(EXTRACTED INFORMATION Opens)

PR #585, opened 2021-03-17
Introduce custom (reusable) overlay component

jotaen:
Addresses https://github.com/mtlynch/tinypilot/issues/536 and introduces a custom overlay component that can be used for all dialog panels. The usage is demonstrated on the style guide page. I have also tested it out in the “real” app already, where it appears to work fine too.

## Remarks
- The `danger` variant already accounts for the to-be-introduced error panels, it’s basically a styling variation. (Analogous to `btn-danger`.)
- https://github.com/mtlynch/tinypilot/issues/583 is accounted for (but of course we must migrate first to close this issue).
- I deliberately did **not** take over the `user-select: none` directive that is present on the original overlays. Was there a specific reason why you did that initially?

---
This change is [Reviewable](https://reviewable.io/reviews/mtlynch/tinypilot/585)

### DIFF
--- a/app/static/css/style.css
+++ b/app/static/css/style.css
@@ -89,18 +89,3 @@ img {
 .question-icon {
   max-width: 20px;
 }
-
-#error-panel {
-  display: none;
-  /* TODO(jotaen) The hard-coded colour value will be removed once we
-      finished migrating to the “new” error overlay. */
-  background-color: hsl(var(--brand-hue-red), 52%, 80%);
-  border: 2px solid var(--brand-red);
-  max-width: 800px;
-  padding: 1rem 3rem;
-  margin: 0 auto 1rem auto;
-}
-
-#error-panel #error-type {
-  margin-top: 0;
-}
--- a/app/static/css/style.css
+++ b/app/static/css/style.css
@@ -20,7 +20,7 @@
   --brand-blue: hsl(var(--brand-hue-blue), 80%, 60%);
 
   --brand-red: hsl(var(--brand-hue-red), 55%, 40%);
-  --brand-red-light: hsl(var(--brand-hue-red), 52%, 80%);
+  --brand-red-light: hsl(var(--brand-hue-red), 54%, 95%);
   --brand-red-bright: hsl(var(--brand-hue-red), 85%, 46%);
 
   --brand-green: hsl(var(--brand-hue-green), 40%, 45%);
@@ -92,7 +92,9 @@ img {
 
 #error-panel {
   display: none;
-  background-color: var(--brand-red-light);
+  /* TODO(jotaen) The hard-coded colour value will be removed once we
+      finished migrating to the “new” error overlay. */
+  background-color: hsl(var(--brand-hue-red), 52%, 80%);
   border: 2px solid var(--brand-red);
   max-width: 800px;
   padding: 1rem 3rem;
--- a/app/static/js/app.js
+++ b/app/static/js/app.js
@@ -32,10 +32,8 @@ function isElementShown(id) {
 }
 
 function showError(title, message, details) {
-  document.getElementById("error-dialog")
-    .setup(title, message, details);
-  document.getElementById("error-overlay")
-    .show();
+  document.getElementById("error-dialog").setup(title, message, details);
+  document.getElementById("error-overlay").show();
 }
 
 function isKeyPressed(code) {
@@ -362,10 +360,7 @@ document
 const shutdownDialog = document.getElementById("shutdown-dialog");
 shutdownDialog.addEventListener("shutdown-started", (evt) => {
   // Hide the interactive elements of the page during shutdown.
-  for (const elementId of [
-    "remote-screen",
-    "on-screen-keyboard",
-  ]) {
+  for (const elementId of ["remote-screen", "on-screen-keyboard"]) {
     hideElementById(elementId);
   }
 });
--- a/app/static/js/app.js
+++ b/app/static/js/app.js
@@ -31,10 +31,11 @@ function isElementShown(id) {
   return document.getElementById(id).style.display !== "none";
 }
 
-function showError(errorType, errorMessage) {
-  document.getElementById("error-type").innerText = errorType;
-  document.getElementById("error-message").innerText = errorMessage;
-  showElementById("error-panel");
+function showError(title, message, details) {
+  document.getElementById("error-dialog")
+    .setup(title, message, details);
+  document.getElementById("error-overlay")
+    .show();
 }
 
 function isKeyPressed(code) {
@@ -336,9 +337,7 @@ document
       evt.detail.horizontalWheelDelta
     );
   });
-document.getElementById("hide-error-btn").addEventListener("click", () => {
-  hideElementById("error-panel");
-});
+
 for (const button of document.getElementsByClassName("manual-modifier-btn")) {
   button.addEventListener("click", onManualModifierButtonClicked);
 }
@@ -364,7 +363,6 @@ const shutdownDialog = document.getElementById("shutdown-dialog");
 shutdownDialog.addEventListener("shutdown-started", (evt) => {
   // Hide the interactive elements of the page during shutdown.
   for (const elementId of [
-    "error-panel",
     "remote-screen",
     "on-screen-keyboard",
   ]) {
--- a/app/static/js/app.js
+++ b/app/static/js/app.js
@@ -8,12 +8,16 @@ import {
 } from "./keycodes.js";
 import { sendKeystroke } from "./keystrokes.js";
 import * as settings from "./settings.js";
+import { OverlayTracker } from "./overlays.js";
 
 const socket = io();
 let connectedToServer = false;
 
 // A map of keycodes to booleans indicating whether the key is currently pressed.
 let keyState = {};
+
+// Keep track of overlays, in order to properly deactivate keypress forwarding.
+const overlayTracker = new OverlayTracker();
 
 function hideElementById(id) {
   document.getElementById(id).style.display = "none";
@@ -125,7 +129,7 @@ function onSocketDisconnect(reason) {
 }
 
 function onKeyDown(evt) {
-  if (isPasteOverlayShowing()) {
+  if (isPasteOverlayShowing() || overlayTracker.hasOverlays()) {
     return;
   }
 
@@ -279,6 +283,9 @@ document.onload = document.getElementById("app").focus();
 
 document.addEventListener("keydown", onKeyDown);
 document.addEventListener("keyup", onKeyUp);
+document.addEventListener("overlay-toggled", (evt) => {
+  overlayTracker.trackStatus(evt.target, evt.detail.isShown);
+});
 
 const menuBar = document.getElementById("menu-bar");
 menuBar.cursor = settings.getScreenCursor();
--- a/app/static/js/overlays.js
+++ b/app/static/js/overlays.js
@@ -1,3 +1,8 @@
+/**
+ * A registry to keep track of all overlays being shown.
+ * Usually, there should be just one overlay at any time, but technically
+ * speaking it’s not safe to rely on that.
+ */
 export class OverlayTracker {
   currentOverlays = new Set();
 
--- a/app/static/js/overlays.js
+++ b/app/static/js/overlays.js
@@ -1,0 +1,15 @@
+export class OverlayTracker {
+  currentOverlays = new Set();
+
+  hasOverlays() {
+    return this.currentOverlays.size > 0;
+  }
+
+  trackStatus(overlayElement, isShown) {
+    if (isShown) {
+      this.currentOverlays.add(overlayElement);
+    } else {
+      this.currentOverlays.delete(overlayElement);
+    }
+  }
+}
--- a/app/static/js/paste.js
+++ b/app/static/js/paste.js
@@ -5,6 +5,7 @@ pasteOverlay.addEventListener("click", () => {
   hidePasteOverlay();
 });
 
+// TODO(jotaen) Migrate this to use `OverlayTracker`
 function isPasteOverlayShowing() {
   return pasteOverlay.getAttribute("show") === "true";
 }
--- a/app/templates/custom-elements/error-dialog.html
+++ b/app/templates/custom-elements/error-dialog.html
@@ -26,7 +26,7 @@
   <p id="message"></p>
   <div id="details-container">
     <div class="details-label">Details:</div>
-    <div id="details" class="monospace"></div>
+    <pre id="details" class="monospace"></pre>
   </div>
   <button id="close">Close</button>
 </template>
--- a/app/templates/custom-elements/error-dialog.html
+++ b/app/templates/custom-elements/error-dialog.html
@@ -43,7 +43,16 @@
         connectedCallback() {
           this.attachShadow({ mode: "open" });
           this.shadowRoot.appendChild(template.content.cloneNode(true));
-          this.shadowRoot.getElementById("close").onclick = this.close;
+          this.close = this.close.bind(this);
+          this.shadowRoot
+            .getElementById("close")
+            .addEventListener("click", this.close);
+        }
+
+        disconnectedCallback() {
+          this.shadowRoot
+            .getElementById("close")
+            .removeEventListener("click", this.close);
         }
 
         /**
--- a/app/templates/custom-elements/error-dialog.html
+++ b/app/templates/custom-elements/error-dialog.html
@@ -1,0 +1,73 @@
+<template id="error-dialog-template">
+  <style>
+    @import "css/style.css";
+
+    #details {
+      padding: 0.5rem;
+      max-height: 50vh;
+      overflow: scroll;
+      opacity: 0.7;
+      border: 1px solid black;
+      background-color: white;
+      text-align: left;
+      font-size: 0.8em;
+    }
+
+    .details-label {
+      color: var(--brand-red);
+      font-weight: 600;
+      text-align: left;
+      font-size: 0.9em;
+      margin: 0.25rem 0.4rem;
+    }
+  </style>
+
+  <h3 id="title"></h3>
+  <p id="message"></p>
+  <div id="details-container">
+    <div class="details-label">Details:</div>
+    <div id="details" class="monospace"></div>
+  </div>
+  <button id="close">Close</button>
+</template>
+
+<script>
+  (function () {
+    const doc = (document._currentScript || document.currentScript)
+      .ownerDocument;
+    const template = doc.querySelector("#error-dialog-template");
+
+    customElements.define(
+      "error-dialog",
+      class extends HTMLElement {
+        connectedCallback() {
+          this.attachShadow({ mode: "open" });
+          this.shadowRoot.appendChild(template.content.cloneNode(true));
+          this.shadowRoot.getElementById("close").onclick = this.close;
+        }
+
+        /**
+         * @param title   A concise summary of the error.
+         * @param message A user-friendly and helpful message that (ideally)
+         *                gives the user some guidance what to do now.
+         * @param details (optional) The technical error details, e.g. the
+         *                original error message from the API or library call.
+         */
+        setup(title, message, details = "") {
+          this.shadowRoot.getElementById("title").innerText = title;
+          this.shadowRoot.getElementById("message").innerText = message;
+          this.shadowRoot.getElementById("details").innerText = details;
+          this.shadowRoot.getElementById("details-container")
+            .style.display = details ? "block" : "none";
+        }
+
+        close() {
+          this.dispatchEvent(new CustomEvent("dialog-closed", {
+            bubbles: true,
+            composed: true,
+          }));
+        }
+      }
+    );
+  })();
+</script>
--- a/app/templates/custom-elements/error-dialog.html
+++ b/app/templates/custom-elements/error-dialog.html
@@ -49,12 +49,6 @@
             .addEventListener("click", this.close);
         }
 
-        disconnectedCallback() {
-          this.shadowRoot
-            .getElementById("close")
-            .removeEventListener("click", this.close);
-        }
-
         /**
PR #587, opened 2021-03-17
Remove wildcard from CORS allowed origins.

### LINKED ISSUE #99: Restrict CORS origins for socket.io connections
In #98, I removed strict checking for CORS requests. My reasoning is that it's not providing meaningful protection at the moment, but it's creating significant usability issues (see #97).

CORS origin checking currently does not much protection because:

1. The user base of TinyPilot is so small that CSRF attacks are highly unlikely.
1. Even with CORS origin checking, third-party origins can still send requests to the `/socket.io` route from the user's browser. CORS enforcement prevents them from reading responses, but there's nothing useful in the responses anyway.

We should revisit this decision in the future to ensure that we're not sacrificing real protection by dropping origin checking, even if (1) is no longer true.

jdeanwallace:
Based on the [fix applied to the nginx config](https://github.com/mtlynch/ansible-role-tinypilot/pull/113), we can now remove the wildcard from the CORS allowed origins.

Fixes #99

### DIFF
--- a/app/socket_api.py
+++ b/app/socket_api.py
@@ -19,13 +19,7 @@ keyboard_path = os.environ.get('KEYBOARD_PATH', '/dev/hidg0')
 # Location of file path at which to write mouse HID input.
 mouse_path = os.environ.get('MOUSE_PATH', '/dev/hidg1')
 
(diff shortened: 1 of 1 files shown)


mtlynch (approved):
LGTM, thanks!

PR #588, opened 2021-03-18
Add error dialog back to the style guide

mtlynch:
Having the error dialog in the style guide is helpful because it's an easy way to preview the error dialog without forcing an error state in the app.

### DIFF
--- a/app/templates/custom-elements/error-dialog.html
+++ b/app/templates/custom-elements/error-dialog.html
@@ -26,7 +26,7 @@
   <p id="message"></p>
   <div id="details-container">
     <div class="details-label">Details:</div>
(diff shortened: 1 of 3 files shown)


jotaen:
If you allow, I’m happy to take this branch over and finish it up after https://github.com/mtlynch/tinypilot/pull/585 is merged. I’d like to add the “default” overlay variant, and also a section about the buttons.

Also, using `pre` is a good idea actually!

mtlynch:
I was thinking we'd do:

1. Merge this (`style-error`) into `overlay-component`
2. Merge `overlay-component` into `master`

Would that work for you?

jotaen:
Sure

PR #589, opened 2021-03-18
Make style guide more complete

jotaen:
The style guide is a good place to document implicit UI rules explicitly, e.g. how to word buttons or when to use the monospace font. I added a few more bits of info to round it out with what we have so far.

Screenshot 2021-03-18 at 16 31 34


mtlynch (approved):
LGTM, thanks!

PR #590, opened 2021-03-18
Refactor shutdown dialog to use new overlay

jotaen:
- Wrap up the shutdown dialog into the new generic overlay and migrate all related code
- Introduce a `isShown()` method on the overlay (since `app.js` depends on that functionality)
- Use underscore prefix to indicate private visibility of methods
- The diff in the HTML is because I stripped the obsolete enclosing `<div>` which changed the indentation level
- I had to remove the “outside” click functionality unfortunately. We can consider to bring it back to the generic overlay, although I think it’s not strictly needed.

### DIFF
--- a/app/static/js/app.js
+++ b/app/static/js/app.js
@@ -101,7 +101,7 @@ function processKeystroke(keystroke) {
 }
 
 function onSocketConnect() {
-  if (document.getElementById("shutdown-dialog").show) {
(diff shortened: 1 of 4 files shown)


jotaen:
On a slightly related note, please also see: https://github.com/mtlynch/tinypilot/issues/591

mtlynch (approved):
LGTM, thanks!

PR #592, opened 2021-03-18
Migrate update overlay to use new overlay component

jotaen:
Basically the same as https://github.com/mtlynch/tinypilot/pull/590


mtlynch (approved):
LGTM, thanks!

PR #593, opened 2021-03-18
Migrate hostname overlay

jotaen:
Same procedure as last year (https://github.com/mtlynch/tinypilot/pull/590)

Well, almost: I also had to remove the “custom” keystroke disabling and move the initialisation call to `app.js`. (The latter is now inline with how we do it for the other dialogs.)


mtlynch (approved):
LGTM, thanks!

PR #594, opened 2021-03-18
Migrate debug overlay

jotaen:
Hooray, this is the last one 🎉 

In addition to [the usual](https://github.com/mtlynch/tinypilot/pull/590) the custom keystroke disabling was removed.

Also eventually fixes https://github.com/mtlynch/tinypilot/issues/583


mtlynch (approved):
LGTM, thanks!

PR #606, opened 2021-03-23
Hide scrollbars in error details pane unless the text overflows

mtlynch:
Changes the overflow setting to 'auto' so that horizontal and vertical scrollbars show up only when necessary rather than automatically.

### Before

image

### After

image


jotaen (approved):
👍 I hadn’t even noticed that, since Mac hides scroll bars by default.

See https://github.com/mtlynch/tinypilot/pull/611 for a further improvement on this.

PR #611, opened 2021-03-24
Error details: break lines so that we never overflow horizontally

jotaen:
You mentioned once that the details box is helpful so that people can make screenshots of the error message. For that purpose it might be good if the text never overflows horizontally, because then information would be missing in the screenshot. Of course, the text can still overflow vertically, but that probably happens less often and it’s less likely for people to miss (compared to horizontal overflow).

Screenshot 2021-03-24 at 11 33 52


mtlynch (approved):
Ah, good idea. LGTM!

PR #612, opened 2021-03-24
Register default JSON error handler

jotaen:
Fixes https://github.com/mtlynch/tinypilot/issues/505 by introducing a “catch-all” exception handler that makes sure we always compose a valid JSON response and don’t accidentally return the Werkzeug HTML page or plain text. That practically means that internal server errors (`500`) or routing errors (`404`) will now yield a JSON response according to our convention.

Also eventually fixes https://github.com/tiny-pilot/tinypilot-pro/issues/53 (last remaining action item).

## Remarks
- I pulled out the factory functions to create flask responses, because I didn’t want to repeat them inline again in `main.py`.
- I took over the status code from the `HTTPException` (if applicable) or default to `500` respectively. This is inline with the previous behaviour, even though it’s not consistent with our own convention, which is to use `200` all the way. In anticipation of https://github.com/mtlynch/tinypilot/issues/506 I wouldn’t change this now but leave it like this.
- The traceback/stacktrace for internal server errors isn’t returned to the client anymore, but it appears in the server logs. I think there is no need to expose it to the outside.

---
This change is [Reviewable](https://reviewable.io/reviews/mtlynch/tinypilot/612)

### DIFF
--- a/app/api.py
+++ b/app/api.py
@@ -3,6 +3,7 @@ import flask
 import debug_logs
 import git
 import hostname
+import json_response
 import local_system
 import request_parsers.errors
 import request_parsers.hostname
@@ -29,18 +30,18 @@ def debug_logs_get():
 def shutdown_post():
     try:
         local_system.shutdown()
-        return _json_success()
+        return json_response.success()
     except local_system.Error as e:
-        return _json_error(str(e)), 200
+        return json_response.error(str(e)), 200
 
 
 @api_blueprint.route('/restart', methods=['POST'])
 def restart_post():
     try:
         local_system.restart()
-        return _json_success()
+        return json_response.success()
     except local_system.Error as e:
-        return _json_error(str(e)), 200
+        return json_response.error(str(e)), 200
 
 
 @api_blueprint.route('/update', methods=['GET'])
@@ -58,8 +59,8 @@ def update_get():
 
     status, error = update.get_current_state()
     if error:
-        return _json_error(error), 200
-    return _json_success({'status': str(status)})
+        return json_response.error(error), 200
+    return json_response.success({'status': str(status)})
 
 
 @api_blueprint.route('/update', methods=['PUT'])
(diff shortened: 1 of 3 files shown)


mtlynch (approved):
:lgtm:

Thanks!

> *[Reviewable](https://reviewable.io/reviews/mtlynch/tinypilot/612#-:-MWZLmJsCRguFdpqX1ZB:b9benhj)* status: 0 of 3 files reviewed, 1 unresolved discussion (waiting on @jotaen)

___
*[app/main.py, line 8 at r1](https://reviewable.io/reviews/mtlynch/tinypilot/612#-MWZLZdrBd8tJlY6xlVZ:-MWZLZdrBd8tJlY6xlV_:b-46jrto) ([raw file](https://github.com/mtlynch/tinypilot/blob/4aa638132bd3b2954f5241798e6fe5061969fff8/app/main.py#L8)):*
> ```Python
> import flask
> import flask_wtf
> from werkzeug.exceptions import HTTPException
> ```

We should stick to importing at the module level rather than an individual exception:

https://google.github.io/styleguide/pyguide.html#22-imports

jotaen (commented):
> *[Reviewable](https://reviewable.io/reviews/mtlynch/tinypilot/612)* status: 0 of 3 files reviewed, 1 unresolved discussion (waiting on @mtlynch)

___
*[app/main.py, line 8 at r1](https://reviewable.io/reviews/mtlynch/tinypilot/612#-MWZLZdrBd8tJlY6xlVZ:-MWZN4Rt2jNBRdZLgy-I:b-896fix) ([raw file](https://github.com/mtlynch/tinypilot/blob/4aa638132bd3b2954f5241798e6fe5061969fff8/app/main.py#L8)):*

We should stick to importing at the module level rather than an individual exception:

https://google.github.io/styleguide/pyguide.html#22-imports
</blockquote></details>

Done.

PR #615, opened 2021-03-24
Listen only on localhost by default

mtlynch:
Listening on all interfaces is really only useful during development. In production, nginx forwards requests to TinyPilot, so TinyPilot doesn't need to listen on any non-localhost interface.

While I can't think of any security issues related to this, it's safer if we reduce the attack surface by listening only on on interfaces that are strictly required in production.

### DIFF
--- a/README.md
+++ b/README.md
@@ -102,7 +102,7 @@ TinyPilot accepts various options through environment variables:
 
 | Environment Variable | Default      | Description |
 |----------------------|--------------|-------------|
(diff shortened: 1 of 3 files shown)


mtlynch:
Just remembered that the Ansible role was [restricting the interface to localhost anyway](https://github.com/mtlynch/ansible-role-tinypilot/blob/5d1e97653ca347df0a643b41c70370dbfe732118/defaults/main.yml#L11), so this PR doesn't really have an effect. Still, it's good to be more secure by default.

(EXTRACTED INFORMATION Closes)

◆ PROMPT ◆
The string "isPasteOverlayShowing" appears on some lines of the data above; report how many such lines there are, as a bare number.

◆ EXERCISE RESPONSE ◆
3